Exercise description:
A word-for-word restatement of the whole listing is the expected answer.

Data shown:

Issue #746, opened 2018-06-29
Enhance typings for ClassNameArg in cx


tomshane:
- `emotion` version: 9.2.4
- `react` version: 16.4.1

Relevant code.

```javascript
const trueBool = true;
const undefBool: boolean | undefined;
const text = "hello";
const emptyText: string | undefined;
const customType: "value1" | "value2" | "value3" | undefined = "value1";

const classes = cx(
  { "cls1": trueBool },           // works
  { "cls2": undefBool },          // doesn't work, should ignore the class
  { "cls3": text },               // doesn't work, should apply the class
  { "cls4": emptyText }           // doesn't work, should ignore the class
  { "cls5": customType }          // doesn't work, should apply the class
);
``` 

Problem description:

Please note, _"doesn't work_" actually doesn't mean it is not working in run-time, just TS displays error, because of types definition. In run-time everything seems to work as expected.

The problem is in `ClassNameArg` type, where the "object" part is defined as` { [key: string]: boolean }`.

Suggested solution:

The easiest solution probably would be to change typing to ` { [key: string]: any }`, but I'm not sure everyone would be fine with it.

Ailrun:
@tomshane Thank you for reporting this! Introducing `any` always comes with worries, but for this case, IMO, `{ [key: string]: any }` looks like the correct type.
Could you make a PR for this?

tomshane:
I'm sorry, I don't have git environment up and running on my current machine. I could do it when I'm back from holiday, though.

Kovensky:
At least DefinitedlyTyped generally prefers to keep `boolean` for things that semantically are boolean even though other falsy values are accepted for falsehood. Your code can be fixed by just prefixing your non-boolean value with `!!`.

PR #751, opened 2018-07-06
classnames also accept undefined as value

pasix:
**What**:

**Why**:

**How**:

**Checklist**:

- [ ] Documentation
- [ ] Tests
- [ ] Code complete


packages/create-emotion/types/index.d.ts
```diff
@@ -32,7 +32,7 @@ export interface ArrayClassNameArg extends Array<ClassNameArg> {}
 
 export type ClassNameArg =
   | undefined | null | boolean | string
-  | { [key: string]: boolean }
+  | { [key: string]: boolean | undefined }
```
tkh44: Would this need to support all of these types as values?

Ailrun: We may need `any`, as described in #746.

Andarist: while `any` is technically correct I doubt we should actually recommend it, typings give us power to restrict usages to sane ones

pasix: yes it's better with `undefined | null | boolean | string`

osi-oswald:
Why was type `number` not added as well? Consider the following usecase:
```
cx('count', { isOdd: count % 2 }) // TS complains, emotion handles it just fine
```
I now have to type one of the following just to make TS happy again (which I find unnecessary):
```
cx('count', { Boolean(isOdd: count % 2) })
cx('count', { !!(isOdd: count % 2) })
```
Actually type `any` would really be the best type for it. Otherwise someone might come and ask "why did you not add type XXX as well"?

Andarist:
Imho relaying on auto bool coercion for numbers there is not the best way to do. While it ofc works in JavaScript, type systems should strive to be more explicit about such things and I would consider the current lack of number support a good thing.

Response to this exercise:
Issue #746, opened 2018-06-29
Enhance typings for ClassNameArg in cx


tomshane:
- `emotion` version: 9.2.4
- `react` version: 16.4.1

Relevant code.

```javascript
const trueBool = true;
const undefBool: boolean | undefined;
const text = "hello";
const emptyText: string | undefined;
const customType: "value1" | "value2" | "value3" | undefined = "value1";

const classes = cx(
  { "cls1": trueBool },           // works
  { "cls2": undefBool },          // doesn't work, should ignore the class
  { "cls3": text },               // doesn't work, should apply the class
  { "cls4": emptyText }           // doesn't work, should ignore the class
  { "cls5": customType }          // doesn't work, should apply the class
);
``` 

Problem description:

Please note, _"doesn't work_" actually doesn't mean it is not working in run-time, just TS displays error, because of types definition. In run-time everything seems to work as expected.

The problem is in `ClassNameArg` type, where the "object" part is defined as` { [key: string]: boolean }`.

Suggested solution:

The easiest solution probably would be to change typing to ` { [key: string]: any }`, but I'm not sure everyone would be fine with it.

Ailrun:
@tomshane Thank you for reporting this! Introducing `any` always comes with worries, but for this case, IMO, `{ [key: string]: any }` looks like the correct type.
Could you make a PR for this?

tomshane:
I'm sorry, I don't have git environment up and running on my current machine. I could do it when I'm back from holiday, though.

Kovensky:
At least DefinitedlyTyped generally prefers to keep `boolean` for things that semantically are boolean even though other falsy values are accepted for falsehood. Your code can be fixed by just prefixing your non-boolean value with `!!`.

PR #751, opened 2018-07-06
classnames also accept undefined as value

pasix:
**What**:

**Why**:

**How**:

**Checklist**:

- [ ] Documentation
- [ ] Tests
- [ ] Code complete


packages/create-emotion/types/index.d.ts
```diff
@@ -32,7 +32,7 @@ export interface ArrayClassNameArg extends Array<ClassNameArg> {}
 
 export type ClassNameArg =
   | undefined | null | boolean | string
-  | { [key: string]: boolean }
+  | { [key: string]: boolean | undefined }
```
tkh44: Would this need to support all of these types as values?

Ailrun: We may need `any`, as described in #746.

Andarist: while `any` is technically correct I doubt we should actually recommend it, typings give us power to restrict usages to sane ones

pasix: yes it's better with `undefined | null | boolean | string`

osi-oswald:
Why was type `number` not added as well? Consider the following usecase:
```
cx('count', { isOdd: count % 2 }) // TS complains, emotion handles it just fine
```
I now have to type one of the following just to make TS happy again (which I find unnecessary):
```
cx('count', { Boolean(isOdd: count % 2) })
cx('count', { !!(isOdd: count % 2) })
```
Actually type `any` would really be the best type for it. Otherwise someone might come and ask "why did you not add type XXX as well"?

Andarist:
Imho relaying on auto bool coercion for numbers there is not the best way to do. While it ofc works in JavaScript, type systems should strive to be more explicit about such things and I would consider the current lack of number support a good thing.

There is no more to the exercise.